Think about it. If all your random unbiased samples of likely voters come out 50-45 in favor of the (R), but then the ‘election turnout’ (i.e., after the votes are ‘counted’…) ends up being so different from your samples that the (D) wins 45-50, i.e. a 10-point swing, the most likely explanation is the very simple and straightforward one that the election was stolen via cheating in the vote-counting process. Somewhere between likely voters becoming actual voters, and those votes being counted, surely at least some cheating – ballot-box stuffing, ‘lost’ ballots, votes misregistered, etc. – took place.
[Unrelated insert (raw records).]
PR #11782, opened 2020-12-07
Remove timeframer from app/labor

citizen428:

- [X] Refactor

## Description

This PR removes `app/labor/timeframer.rb`. I ended up moving it to `app/models` for the following reasons:

1. It encapsulates data, not behavior, so it isn't a service.
2. I tried an alternate approach with a `TimeframeHelper`. This ended up feeling clunky since we are also using this in controllers  (where we could get away with using the `helpers` proxy method) and services (where we would have to include the helper module).

I'm open to moving it elsewhere (or go back to the helper approach). I'm still in half a mind to throw it in `app/helpers`, even though it isn't a classical Rails helper. Or maybe it should just go to `app/lib`, we have similar things there, though there's a danger of that directory becoming yet another dumping ground.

That cheating more or less causes an 8-10 point swing in party-ID each election (i.e. between actual voters and the results after they’ve been ‘counted’), and this is what we’re seeing all modern polls having to ‘correct’ for. Simple.
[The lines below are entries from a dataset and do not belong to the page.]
PR #11788, opened 2020-12-07
Add bust_article service

atsmith813:
- [x] Refactor

## Description

Here are the methods:
- [ ] bust_page
- [ ] bust_tag
- [ ] bust_events
- [ ] bust_podcast
- [ ] bust_organization
- [ ] bust_podcast_episode
- [ ] bust_listings
- [ ] bust_user
- [x] bust_tag_pages
- [x] bust_home_pages
- [x] bust_article
- [x] bust_article_comment
- [x] bust_comment

## Added tests?
- [x] Yes - I'm open to ideas on how to provide better test coverage!

## Added to documentation?
- [x] No documentation needed

ucf_volleyball_spike_setup

### DIFF
--- a/app/services/edge_cache/bust.rb
+++ b/app/services/edge_cache/bust.rb
@@ -1,10 +1,10 @@
 module EdgeCache
   class Bust
     TIMEFRAMES = [
-      [1.week.ago, "week"],
-      [1.month.ago, "month"],
-      [1.year.ago, "year"],
-      [5.years.ago, "infinity"],
+      [-> { 1.week.ago }, "week"],
+      [-> { 1.month.ago }, "month"],
+      [-> { 1.year.ago }, "year"],
+      [-> { 5.years.ago }, "infinity"],
     ].freeze
 
     def self.call(path)
--- a/app/services/edge_cache/bust.rb
+++ b/app/services/edge_cache/bust.rb
@@ -1,5 +1,12 @@
 module EdgeCache
   class Bust
+    TIMEFRAMES = [
+      [1.week.ago, "week"],
+      [1.month.ago, "month"],
+      [1.year.ago, "year"],
+      [5.years.ago, "infinity"],
+    ].freeze
+
     def self.call(path)
       bust(path)
     end
--- a/app/services/edge_cache/bust_article.rb
+++ b/app/services/edge_cache/bust_article.rb
@@ -37,7 +37,7 @@ module EdgeCache
       end
 
       TIMEFRAMES.each do |timestamp, interval|
-        next unless Article.published.where("published_at > ?", timestamp)
+        next unless Article.published.where("published_at > ?", timestamp.call)
           .order(public_reactions_count: :desc).limit(3).ids.include?(article.id)
 
         bust("/top/#{interval}")
@@ -65,7 +65,7 @@ module EdgeCache
         end
 
         TIMEFRAMES.each do |timestamp, interval|
-          next unless Article.published.where("published_at > ?", timestamp).tagged_with(tag)
+          next unless Article.published.where("published_at > ?", timestamp.call).tagged_with(tag)
             .order(public_reactions_count: :desc).limit(3).ids.include?(article.id)
 
           bust("/top/#{interval}")
--- a/app/services/edge_cache/bust_article.rb
+++ b/app/services/edge_cache/bust_article.rb
@@ -1,0 +1,90 @@
+module EdgeCache
+  class BustArticle < Bust
+    def self.call(article)
+      return unless article
+
+      article.purge
+
+      bust(article.path)
+      bust("/#{article.user.username}")
+      bust("#{article.path}/")
+      bust("#{article.path}?i=i")
+      bust("#{article.path}/?i=i")
+      bust("#{article.path}/comments")
+      bust("#{article.path}?preview=#{article.password}")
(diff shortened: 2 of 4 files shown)


spec/services/edge_cache/bust_article_spec.rb
```diff
@@ -0,0 +1,16 @@
...
+
+RSpec.describe EdgeCache::BustArticle, type: :service do
+  let(:article) { create(:article) }
+
+  before do
+    allow(article).to receive(:purge)
+    allow(described_class).to receive(:bust)
+  end
+
+  it "busts the cache" do
```
atsmith813, line 11: I'm open to ideas on how to expand this test coverage!

vaidehijoshi: Some ideas:
- we could test that `bust` was called _x_ number of times
- we could test that the organization slug is busted if it has an org
- we could test that `bust_home_pages ` and `bust_tag_pages` [were called](https://github.com/forem/forem/pull/11788/files#diff-f9b1966dac6d323e3c03dfd9e957e73a5e586df05546904669c677d14b9b93ccR17-R18)?

i don't think all of that is probably necessary, but it would make it really clear to us if the service was changed down the road because the tests would probably catch it 🤷

app/services/edge_cache/bust.rb
```diff
@@ -1,5 +1,12 @@
 module EdgeCache
   class Bust
+    TIMEFRAMES = [
+      [1.week.ago, "week"],
```
citizen428, line 4: **bug (blocking):** This will not work as expected, as the timeframes will be relative to application start (when the class body gets evaluated), not the current time.

```ruby
TIMEFRAMES = [[1.week.ago, "week"]]
#=> [[Tue, 01 Dec 2020 05:35:36 UTC +00:00, "week"]]
```

I suggest making them lambdas instead and calling them in the code:

```ruby
TIMEFRAMES = [
  [-> { 1.week.ago }, "week"],
  ...
]

# e.g. app/services/edge_cache/bust_article.rb
next unless Article.published.where("published_at > ?", timestamp.call)
```

app/services/edge_cache/bust_article.rb
```diff
@@ -0,0 +1,90 @@
...
+      bust("#{article.path}?preview=#{article.password}")
+      bust("#{article.path}?preview=#{article.password}&i=i")
+      bust("/#{article.organization.slug}") if article.organization.present?
+      bust_home_pages(article)
+      bust_tag_pages(article)
+      bust("/api/articles/#{article.id}")
+
+      return unless article.collection_id
+
+      article.collection&.articles&.find_each do |collection_article|
```
citizen428, line 23: **suggestion (non-blocking):** You probably just copy/pasted this when moving the code, but I think this overuses `&.`: if we got past the guard clause above, we already know we have a collection (referenced by the `collection_id`) and we also know that this collection has at least one article (the one starting this method chain).

citizen428 (dismissed):

spec/services/edge_cache/bust_article_spec.rb
atsmith813: Added all 3 suggestions 💁🏽‍♂️

app/services/edge_cache/bust.rb
atsmith813: Great call, updated!

app/services/edge_cache/bust_article.rb
atsmith813: Updated!

spec/services/edge_cache/bust_spec.rb
```diff
@@ -4,6 +4,10 @@
   let(:user) { create(:user) }
   let(:path) { "/#{user.username}" }
 
+  it "defines TIMEFRAMES" do
+    expect(described_class.const_defined?(:TIMEFRAMES)).to be true
+  end
```
rhymes, line 9: I would use `Timecop` to test that by moving forward or backwards in time those timeframes adjust to the current time inside the Timecop block, just to be on the safe side (I think testing one of them is enough)

rhymes (commented):
Great job @atsmith813, left a note on how to possibly improve the specs for `TIMEFRAMES`

app/services/edge_cache/bust.rb
vaidehijoshi: > the timeframes will be relative to application start (when the class body gets evaluated), not the current time...I suggest making them lambdas instead

Interesting; @citizen428 I wouldn't have thought to do this, TIL!

spec/services/edge_cache/bust_spec.rb
atsmith813: Good idea! I gave it a try, let me know what you think @rhymes. I understand your point, but I'm less sure that I implemented the way you described.

rhymes (approved):
LGTM!

benhalpern (approved):
Looks great

vaidehijoshi (approved):

app/services/edge_cache/bust.rb
citizen428: @vaidehijoshi It's also a common problem in migrations, when people add new date columns and want to set a default: if you don't specify it in the correct way, the default will be the timestamp of the migration run, not evaluated on record creation.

These polling models are picking up (albeit inadvertently) the effect of this cheating via the fact that their polled samples never seem to match their predicted election results when it comes to party breakdown. But of course they don’t match. The election results come from ‘vote counting’, and cheating takes place when votes are counted. Now before you protest, yes surely there is cheating on both sides, but nowadays and in the current environment it would appear the (D)s effectively have perhaps a baked-in 8-10 point advantage in the cheating arms-race and so all election-outcomes (vs. unadjusted polls) have to reflect that. In particular, the party-ID breakdown you see when you look at election results reflects this cheating asymmetry. And as it turns out, (D)s just plain cheat better than (R)s right now. This could change at any time of course, and then we would see the Party-ID correction break the other way.
So it’s really very simple: there is no giant conspiracy among pollsters and media, and ‘bias’ isn’t unduly affecting their results. They are, in the main, conscientiously trying to build and update models of the election outcome that are as accurate as possible. It’s just that the election outcome will have cheating in it while all these polls don’t, not really (what would be the point?). So pollsters have to correct for that to be accurate. What they are calling a Party-ID correction would probably be more accurately termed a ‘election-cheating fudge factor’, but we can forgive them this polite terminology.
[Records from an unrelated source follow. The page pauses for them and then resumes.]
Issue #11791, opened 2020-12-07
Fix 404 on "Recent Emails" via /admin/users


pkfrank:
**Describe the bug**
As a Forem Admin, clicking on a "recent email" via `/admin/users` is leading to a 404.

**To Reproduce**
- Be an admin with sufficient permissions
- Navigate to a user via `/admin/users`
- Click a "recent email" at the bottom of the page
- Hit a 404

**Expected behavior**

Link opens up properly, showing the relevant email

**Additional context**

This is a left-over issue stemming from the `/admin` to `/resource_admin` project.

I think the "fix" could either be:
- Update the link path to `/resource_admin` (though we're trying to keep Forem Admins out of this area in general)
- Move this email history functionality into `/admin` (bigger undertaking, probably some connected Product questions)

fdoxyz:
https://github.com/forem/forem/pull/11792 tackles this by creating a custom view for admins to read these emails, and also removes `resource_admin` altogether.

Are there any specific features that we need from the "recent emails"? @pkfrank 

The links to the recent emails that appear in this area will be "read only", meaning that admins can't edited them, or perform any other action on them (like destroy). Unless there's something we need to explicitly support here I think this issue will be fixed with this PR.

pkfrank:
Looks great to me @fdoxyz!

I don't think we need any extra features here — "read only" is great.

IMO, this issue can be closed once #11792 is merged.

PR #11792, opened 2020-12-07
Remove `resource_admin` dashboards (Administrate)

### LINKED ISSUE #10483: Remove /resource_admin dashboard

As we're moving towards a unified `/admin` dashboard we are discontinuing `/resource_admin` altogether. In order to do this we are closing the gap in the last few capabilities we are still missing. This means that in order to get this done we will need to have the following issues resolved first:

- [x] #10481
- [x] #10482
- [x] #11026

This requires removing the Administrate gem from the Gemfile, the `DashboardManifest` ([here](https://github.com/forem/forem/blob/master/app/dashboards/dashboard_manifest.rb)), existing tests and any other code related to this area.

**Additional context**

This is the end goal of the effort to remove `/resource_admin` in favor of `/admin` dashboard

fdoxyz:

- [x] Refactor
- [ ] Feature
- [ ] Bug Fix
- [x] Optimization
- [ ] Documentation Update

## Description

This PR rips off the bandaid on getting rid of the `/resource_admin` dashboards.

The only missing piece of functionality I found was the ability for Admins to see recent emails sent to a user. Because of this I added a very simple preview for them linked from `/admin/user/:id` at the very bottom (Email Tools).

Closes #10483 and #11791

Also closes https://github.com/forem/InternalProjectPlanning/issues/287 https://github.com/forem/InternalProjectPlanning/issues/8 https://github.com/forem/InternalProjectPlanning/issues/27

**Looking for broken links or functionality**
1. Boot up the app locally
1. Browse through the `/admin` dashboards 
1. Try to look for any lingering `/resource_admin` links or broken functionality

**Email message previews**
1. Go to `/admin/users` locally
1. Click on any seed user
1. Scroll down to "Email Tools"
1. Send them an email
1. Check at the very bottom for the links to "Recent Emails"
1. Clicking on them should show a preview of the email message sent

None at the moment because this PR removes stuff rather than add new features, except for one page to view emails that's pretty small.

## Added tests?

- [ ] Yes
- [x] No, and this is why: I tweaked existing tests to make sure the current coverage remains unchanged.

## Added to documentation?

- [ ] README
- [x] No documentation needed

None

finally


app/views/admin/users/email_message.html.erb
```diff
@@ -0,0 +1,46 @@
...
+        </tr>
+      </tbody>
+    </table>
+  </div>
+
+  <div class="crayons-card p-6">
+    <h2>Email content</h2>
+    <p><em>The content is previewed below without formatting</em></p>
+    <div class="crayons-card my-5 p-5">
+      <%= @email.body_html_content.html_safe %>
```
fdoxyz, line 43: Codeclimate is not happy about rendering the email content as `html_safe`. I don't think we should see any problems with this because this is an admin tool and it's not open for the public to abuse.

That being said, I'm okay with reverting to present this without `html_safe` if anyone feels like that would be better

fdoxyz:
Buildkite check is not passing because a dependency was removed from the Gemfile. Maybe @forem/systems can weigh in on what to do in this case?

andygeorge:
> Buildkite check is not passing because a dependency was removed from the Gemfile. Maybe @forem/systems can weigh in on what to do in this case?

Hey @fdoxyz - the buildkite error is:
```
Run `bundle install` elsewhere and add the updated Gemfile.lock to version control.
```
Can you also remove `administrate` from [`Gemfile.lock`](https://github.com/forem/forem/blob/fdoxyz/remove-administrate-dashboards-10483/Gemfile.lock) and see if that passes the build?

fdoxyz:
I thought `bin/setup` took care of updating Gemfile.lock, turns it doesn't or I missed this. Thanks @andygeorge!

config/routes.rb
```diff
@@ -107,6 +98,8 @@
         resource :moderator, only: %i[create destroy], module: "tags"
       end
       resources :users, only: %i[index show edit update] do
+        get "email_message/:id", to: "users#email_message"
```
citizen428, line 101: Maybe I'm missing something, but how about a normal resource instead? 

```ruby
resources :email_message, only: :show
```

A separate controller seems cleaner than putting more responsibility into `Admin::UsersController` and we'd get a path helper that you could use instead of manually constructing the URL like this:

```ruby
<a href="/admin/users/<%= @user.id %>/email_message/<%= email.id %>"
```

rhymes: That would require adding a controller and not just an action to an existing one. An alternative is to use:

```ruby
#  (message is a bit redundant?)
get "email_message/:id", to: "users#email_message", as: :users_email_message
```

which will also build a useful helper to avoid harcoding the url

rhymes (commented):
Love the change @fdoxyz, I have the same exact feedback about using a helper as @citizen428

The rest seems to be working correctly!

config/routes.rb
citizen428: I'm very much in favor of more controllers with only restful actions instead of adding arbitrary actions to existing controllers.

rhymes: Agreed, it also plays in the wider discussion in coming up with an "internal best practices" kind of document

fdoxyz: Great feedback, thanks @citizen428  and @rhymes! I'll get this restructured soon

rhymes (approved):
Bye bye bye administrate!

Bliss:

Screenshot_2020-12-08 Remove `resource_admin` dashboards (Administrate) by fdoxyz · Pull Request #11792 · forem forem

jacobherrington (approved):
:scissors:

The bottom line is, conservatives aren’t wrong to think it ‘looks weird’ that all polls need to be corrected D+5 or D+10: they are just misdiagonising and overthinking the reason. The reason is just election cheating that tends to give (D)s a 5-10 extra points or so. Whenever you see a poll with that correction in it, just mentally treat that correction as the poll’s implicit prediction of how much one party will successfully cheat by. Nowadays polls appear to predict a 5-10 point advantage in cheating for the (D)s. Once you understand that everything then becomes clear and simple.
So, now you can sleep better at night knowing that. You’re welcome.